_Task brief:_ From the listing below, extract every line in which the word "situation" appears.

_Records shown:_
PR #1128, opened 2019-03-04
Annotation support for plugins

scholtzan:
This adds annotation support for plugins.

## Review Checklist


rust/core-lib/src/editor.rs
```diff
@@ -900,6 +901,40 @@ impl Editor {
...
+        rev: RevToken,
+    ) {
+        let _t = trace_block("Editor::update_annotations", &["core"]);
+
+        for annotation_slice in annotation_slices {
+            let mut start = start;
+            let mut end_offset = start + len;
+            let mut annotations = annotation_slice.to_annotations(view, &self.text);
+
+            if rev != self.engine.get_head_rev_id().token() {
```
cmyr: it's a curious question what we want to do in this case, but this seems reasonable for now!

rust/core-lib/src/annotations.rs
```diff
@@ -78,6 +83,25 @@ impl AnnotationSlice {
             "n": self.ranges.len()
         })
     }
+
+    pub fn to_annotations(&self, view: &View, text: &Rope) -> Annotations {
+        let last_entry = self.ranges.last().unwrap_or(&[0, 0, 0, 0]);
+        let mut sb = SpansBuilder::new(last_entry[2] + last_entry[3]);
```
cmyr: this has taken me a while to figure out.

As far as I understand it this is equivalent to,

```rust
let span_len = self.ranges.last().map(|anno_range| anno_range.2 + anno_range.3).unwrap_or(0);
// ...
```

which might be clearer?

rust/core-lib/src/annotations.rs
```diff
@@ -44,14 +43,20 @@ impl AnnotationType {
 pub type AnnotationRange = Vec<[usize; 4]>;
```
cmyr: seeing this in use below now i wonder if it might make sense to make this a struct or something with named fields? Just thinking out loud. 🤷‍♂️

rust/core-lib/src/annotations.rs
cmyr: also it isn't totally clear that this logic is right, because it isn't clear that lines & cols are in the same unit space?

rust/core-lib/src/annotations.rs
scholtzan: Yeah, it's more readable as a struct

rust/core-lib/src/annotations.rs
scholtzan: Oh I forgot to commit and push the most recent change. Lines have to be translated into their offset.

scholtzan:
I did the suggested changes.
I also implemented invalidation for plugin annotations. So annotations that overlap with edits are invalidated and removed from the annotation store.

rust/core-lib/src/annotations.rs
```diff
@@ -122,8 +167,35 @@ impl AnnotationStore {
     }
 
     /// Invalidates and removes all annotations in the range of the interval.
-    pub fn invalidate(&mut self, _interval: Interval) {
-        // todo
+    pub fn invalidate(&mut self, interval: Interval) {
+        for val in self.store.values_mut() {
+            let mut annotations: Vec<Annotations> = Vec::new();
```
cmyr: I think it's worth rethinking this. This implementation is doing a linear scan of each annotation from each plugin, and I'm wondering if there's a better way. I would probably start by having a `fn invalidate(&mut self, interval: Interval)` function on `Annotations`, and then in there would have the logic for operating on each `Spans` object.

There, what we really want to be doing is something that takes advantage of the tree structure of `Spans`.

It might be easiest to add a new method to spans, with a name like `delete_intersecting(iv)`, and ideally we wouldn't be scanning the whole structure, but instead taking the leading valid section, the trailing valid section, and gluing them together with a new blank section.

scholtzan: You're right. I added `delete_intersecting` to `Spans` and cleaned up the invalidation logic in annotations.

scholtzan:
I cleaned up the invalidation logic and added some tests for annotations.

rust/core-lib/src/annotations.rs
```diff
@@ -89,34 +164,193 @@ pub trait ToAnnotation {
...
-        _iv: Interval,
-        _items: Spans<Value>,
-    ) {
-        // todo
+    pub fn update(&mut self, source: PluginId, interval: Interval, item: Annotations) {
+        let updated_items = item.clone();
+        self.store
+            .entry(source)
+            .and_modify(|e| {
+                let mut annotations = e
```
cmyr: I wonder if we can use Vec::retain here?

rust/core-lib/src/annotations.rs
```diff
@@ -89,34 +164,193 @@ pub trait ToAnnotation {
...
+                        annotations.push(updated_annotations);
+                    }
+                    None => {
+                        annotations.push(updated_items);
+                    }
+                }
+
+                *e = annotations;
+            })
+            .or_insert(vec![item]);
```
cmyr: I spent a long time staring at this function trying to figure out what was going on. As far as I can tell, it's equivalent to:

```rust
if !self.store.contains_key(&source) {
    self.store.insert(source, vec![item]);
    return;
}

let entry = self.store.get_mut(&source).unwrap();
if let Some(annotation) = entry.iter_mut().find(|a| a.annotation_type == item.annotation_type) {
    annotation.update(Interval::new(0, interval.end()), item.items);
} else {
    entry.push(item);
}
```

Does this seem true to you? I'm still confused about why we zero out interval.start.

scholtzan: Oh wow this is so much cleaner! Yeah I also cannot really wrap my head around the zero offset for the interval :/

scholtzan:
I cleaned up the code and added some short documentation

rust/core-lib/src/annotations.rs
cmyr: Okay, so I think this needs more thought: we're being given one interval but we're replacing it with another one. Why?

When we use spans elsewhere (such as for syntax highlighting) we ensure that the length of the total spans object is always equal to the length of the rope. In this case, the interval that we're sent by a plugin _probably_ refers to some specific region of the document, and zeroing that out would be incorrect?

This depends on the semantics of the API, so you'll have a better idea than I do at this point, but that's why this feels like it might be wrong.

rust/rope/src/spans.rs
```diff
@@ -300,6 +300,40 @@ impl<T: Clone> Spans<T> {
         }
         *self = b.build();
     }
+
+    /// Deletes all spans that intersect with `interval`.
+    pub fn delete_intersecting(&mut self, interval: Interval) {
+        let mut cursor = Cursor::new(self, interval.start());
+
+        while cursor.pos() > interval.start() && cursor.prev_leaf().is_some() {}
```
cmyr: this is a strange pattern, and I'm not totally sure what you're trying to do. 

This _is_ a tricky problem for interval trees. For instance, there may be an interval in the first leaf that spans the entire tree needs to be removed correctly. As a simple example, the following test case fails here:

```rust
    #[test]
    fn delete_intersecting_big_at_start() {
        let mut sb = SpansBuilder::new(10);
        sb.add_span(0..10, 0);

        let mut spans = sb.build();
        assert_eq!(spans.iter().count(), 1);

        spans.delete_intersecting(1..3);
        assert_eq!(spans.iter().count(), 0);
    }
```

In any case, happy to chat about this!

rust/core-lib/src/editor.rs
```diff
@@ -900,6 +901,42 @@ impl Editor {
...
+                if let Ok(delta) = self.engine.try_delta_rev_head(rev) {
+                    let mut transformer = Transformer::new(&delta);
+                    let new_start = transformer.transform(start, false);
+                    if !transformer.interval_untouched(Interval::new(start, end_offset)) {
+                        annotations.items =
+                            annotations.items.transform(start, end_offset, &mut transformer);
```
scholtzan: This step is unnecessary for `AnnotationSlice`

rust/core-lib/src/annotations.rs
scholtzan: Right, good point. When we update spans eg. for syntax highlighting then the interval of the spans are all relative to the interval to be updated.
However, when updating annotations `AnnotationSlice`s are sent which specify the absolute position of the annotations in the document.

Now I'm wondering if it would be more consistent to use `Spans` instead of `AnnotationSlice` in `UpdateAnnotations`? On the other hand, there is also the `ToAnnotation` trait which could be implemented for custom types and that one returns `AnnotationSlice`. 

If we decide to keep using `AnnotationSlice` then the current problem should be easily resolved by not doing the `transform` step [that I marked in the code](https://github.com/xi-editor/xi-editor/pull/1128/files#r266140348).

rust/rope/src/spans.rs
scholtzan: Looking at this again I am also not sure why I iterated over the leaves. 

I fixed the logic in that function, but it is a bit hairy now. Maybe any suggestions on a cleaner way to write this?

rust/core-lib/src/editor.rs
scholtzan: Oh no nvm, we need this

scholtzan:
I created a very simple plugin that uses the annotations for testing: https://github.com/scholtzan/xi-todo-highlight and added support to xi-mac on a separate branch https://github.com/scholtzan/xi-mac/tree/todo-annotations. The plugin highlights all the lines that contain "todo" or "fixme" or "note". I wrote the plugin mainly for testing purposes for the annotations.

scholtzan:
Something else I noticed: `line_of_offset` in `core-lib` is different from `line_of_offset` in `plugin-lib`. Core counts visual lines while the plugin library seems to count the logic lines. This results in problems if there is line wrapping, then annotations send from plugins are not shown at the correct positions.

cmyr:
yes I think plugins should be providing annotations as just ranges of the document; it's only when talking to the frontend that we care about line numbers.

scholtzan:
I added `DataSpan` to represent the updated annotations in `UpdateAnnotations`. Not sure if it's the best name for that though...

PR #1140, opened 2019-03-20
[WIP] Add behavior when xi-editor detects external changes on an edited file

### LINKED ISSUE #1126: Tell the frontend when a file has been changed since opening it
This would be a continuation of #538, I suppose. Right now xi only automatically reloads the file if no changes have been done by xi yet, but it'd be nice if xi-editor told the frontend that the file has changed and as such the user should reconsider saving.

mikaelmello:
## Summary

We send a 'content_changed' notification to the client

I guess that this will need more changes, but this is a first move to get feedback from the maintainers.

Is this the right direction?

## Related Issues

Closes #1126

## Review Checklist

### DIFF
--- a/rust/core-lib/src/client.rs
+++ b/rust/core-lib/src/client.rs
@@ -74,6 +74,15 @@ impl Client {
         self.0.send_rpc_notification("available_languages", &json!({ "languages": languages }))
     }
 
+    pub fn file_externally_changed(&self, view_id: ViewId) {
+        self.0.send_rpc_notification(
+            "file_externally_changed",
+            &json!({
+                "view_id": view_id,
+            }),
+        );
+    }
+
     pub fn theme_changed(&self, name: &str, theme: &ThemeSettings) {
         self.0.send_rpc_notification(
             "theme_changed",
--- a/rust/core-lib/src/tabs.rs
+++ b/rust/core-lib/src/tabs.rs
@@ -718,18 +718,21 @@ impl CoreState {
         // determining if a file has been changed by another process.
         // A more robust solution would also hash the file's contents.
 
+        // this is ugly; we don't map buffer_id -> view_id anywhere
+        // but we know we must have a view.
+        let view_id = self
+            .views
+            .values()
+            .find(|v| v.borrow().get_buffer_id() == buffer_id)
+            .map(|v| v.borrow().get_view_id())
+            .unwrap();
+
         if has_changes && is_pristine {
             if let Ok(text) = self.file_manager.open(path, buffer_id) {
-                // this is ugly; we don't map buffer_id -> view_id anywhere
-                // but we know we must have a view.
-                let view_id = self
-                    .views
-                    .values()
-                    .find(|v| v.borrow().get_buffer_id() == buffer_id)
-                    .map(|v| v.borrow().get_view_id())
-                    .unwrap();
                 self.make_context(view_id).unwrap().reload(text);
             }
+        } else if has_changes {
+            self.peer.file_externally_changed(view_id);
         }
     }
 


rust/core-lib/src/client.rs
```diff
@@ -74,6 +74,15 @@ impl Client {
         self.0.send_rpc_notification("available_languages", &json!({ "languages": languages }))
     }
 
+    pub fn content_changed(&self, view_id: ViewId) {
+        self.0.send_rpc_notification(
+            "content_changed",
```
Cogitri: Not sure if this has been discussed elsewhere, but I personally feel this this doesn't express that the file _hasn't_ been changed by Xi but by something else. I'm really bad at naming things and the names should be short, but something like `file_externally_changed` would be so much clearer to me as frontend dev

rust/core-lib/src/client.rs
```diff
@@ -74,6 +74,15 @@ impl Client {
...
+            &json!({
+                "view_id": view_id,
```
Cogitri: Since we already capture the mtime of the file maybe we could also tell the frontend when the file has been changed? Not too relevant though, I suppose.

rust/core-lib/src/client.rs
mikaelmello: I agree, `file_externally_changed` does not seem to be too long.

rust/core-lib/src/client.rs
mikaelmello: How is the mtime retrieved from the front-end, is it too much additional work?

Also, is it relevant when notifying the user and asking how to proceed? The only use case I can think of is something along the lines of `The file has been changed outside of Xi {x minutes ago}` or `The file has been changed outside of Xi at {13:58 PM}`. But I don't know if that's good UX

Cogitri: > How is the mtime retrieved from the front-end, is it too much additional work?

Xi already has that info, it uses that to determine if the file has been changed (arguably it should use checksumming for that)

> But I don't know if that's good UX

Neither do I, although I'd personally find it interesting

cmyr: I'm not sure if this is something the frontend can do much about. These notifications are going to get sent more or less immediately, and the frontend isn't supposed to really be touching the file-system or anything like that, so I'd be inclined to leave it out.

Cogitri:
I guess this should also remove the `alarm` which is issued when we try to save to a file which has been changed externally? Tested this with gxi and the current changeset causes it to still display and error message about the file being changed externally when changing. Also, this isn't necessarily something which should already be implemented in this PR, but I guess we should get a `force_overwrite` param (or similar) for `save` to actually do something about the externally changed file?

Also, maybe it'd be worth updating the docs telling frontends what they should do about the notification?

I guess possibilities are:

* Ignore, continue editing.
* Force reload the file.

Right? Should frontends just keep a `has_changed_externally` bit or something if a `file_externally_changed` has been received for a view so it can handle this during saving (since right now Xi still refuses to save to a changed file and as such doesn't really leave me a choice other than reloading the file/saving to a different file and diffing)

cmyr:
> I guess this should also remove the `alarm` which is issued when we try to save to a file which has been changed externally? Tested this with gxi and the current changeset causes it to still display and error message about the file being changed externally when changing. Also, this isn't necessarily something which should already be implemented in this PR, but I guess we should get a `force_overwrite` param (or similar) for `save` to actually do something about the externally changed file?

Yes, I think we probably want something like this. The question is, right now, what do we expect a frontend to do with this notification? We're pretty limited by the current API. What changes would we need to make this useful?

Cogitri:
> What changes would we need to make this useful?

Hum, I guess it's easiest to show this with an example. In gxi I'd implement the following once this has landed:

* If we receive `context_changes` prompt the user that the file has been changed. Either let him reload the file, or not do anything
* On saving, prompt the user again that the file has been changed. Either let him force-overwrite the old file (I guess we'd need a `force` param for save for that?) or cancel to give him the option to save it elsewhere. IMHO if the user presses 'save' again the same dialog should pop up again.

cmyr:
Okay, so we will need some way to force reload, and we'll need some way to force overwrite? The reload probably has to be a new method, the force overwrite can be a flag on `save`. Maybe we want to add these changes first?

Cogitri:
Or we add them in here, but sure, those two things will have to be added. I think with those two things in place frontends can implement about any of the ways of handling this we've discussed in #1126 I think (at least if they keep track of us sending them `file_externally_changed`, maybe we should add a `tainted` flag to save too?)

cmyr:
well core will keep track of 'dirty' ness, and it won't be cleared until either 'force_reload' or 'save (force)' are sent. So I don't _think_ the frontend needs any special tracking of anything?

Cogitri:
> So I don't think the frontend needs any special tracking of anything?

Oh, it has to keep track of the dirtyness if it doesn't want to immediately notify the user about a change to the file, but only prompt him about that during saving and giving him options like `save|save as|overwrite|cancel` AFAICS

cmyr:
hmm. I basically try to avoid any situation where some piece of state exists in both the frontend and backend, because then we have to deal with keeping that state in sync.

To deal with the situation you describe, what makes the most sense to me is that the user tries to save, and then that fails, and _then_ they can figure out how to resolve that. To the user this would just look like 'try to save' -> 'get dialog about other changes' -> 'resolve conflict'.

mikaelmello:
> Oh, it has to keep track of the dirtyness if it doesn't want to immediately notify the user about a change to the file, but only prompt him about that during saving

Why do you think that is the best approach? I have no experience whatsoever with UX so sometimes I like to try and learn a little. All editors that I remember using notify on change, not saving, so I'm curious as to why you chose this behavior

Cogitri:
> Why do you think that is the best approach? I have no experience whatsoever with UX so sometimes I like to try and learn a little. All editors that I remember using notify on change, not saving, so I'm curious as to why you chose this behavior

Oh, I don't, as I've mentioned in a previous comment in here (sorry, can't link on mobile it seems?) I'll go with notify on change in gxi. However, I'd prefer to give other frontends the _possibility_ to have different behaviour if they prefer that.

> To deal with the situation you describe, what makes the most sense to me is that the user tries to save, and then that fails, and then they can figure out how to resolve that. 

That does seem a tiny bit less intuitive, but much easier to implement and I definitely don't mind going this route, sound good to me :)

cmyr:
Intuitive from the position of the developer or the user?

I do think we've muddied the waters a bit here. Is it worth backing up and thinking a little bit more about what we're trying to achieve and what a reasonable design is?

Cogitri:
> Is it worth backing up and thinking a little bit more about what we're trying to achieve and what a reasonable design is?

Sure, how would you suggest we do that? :)

cmyr:
If you'd like you could write a small RFC, and PR that? Alternatively we could continue discussion in #1126, or open a new discussion issue.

_Final answer:_
hmm. I basically try to avoid any situation where some piece of state exists in both the frontend and backend, because then we have to deal with keeping that state in sync.
To deal with the situation you describe, what makes the most sense to me is that the user tries to save, and then that fails, and _then_ they can figure out how to resolve that. To the user this would just look like 'try to save' -> 'get dialog about other changes' -> 'resolve conflict'.
> To deal with the situation you describe, what makes the most sense to me is that the user tries to save, and then that fails, and then they can figure out how to resolve that. 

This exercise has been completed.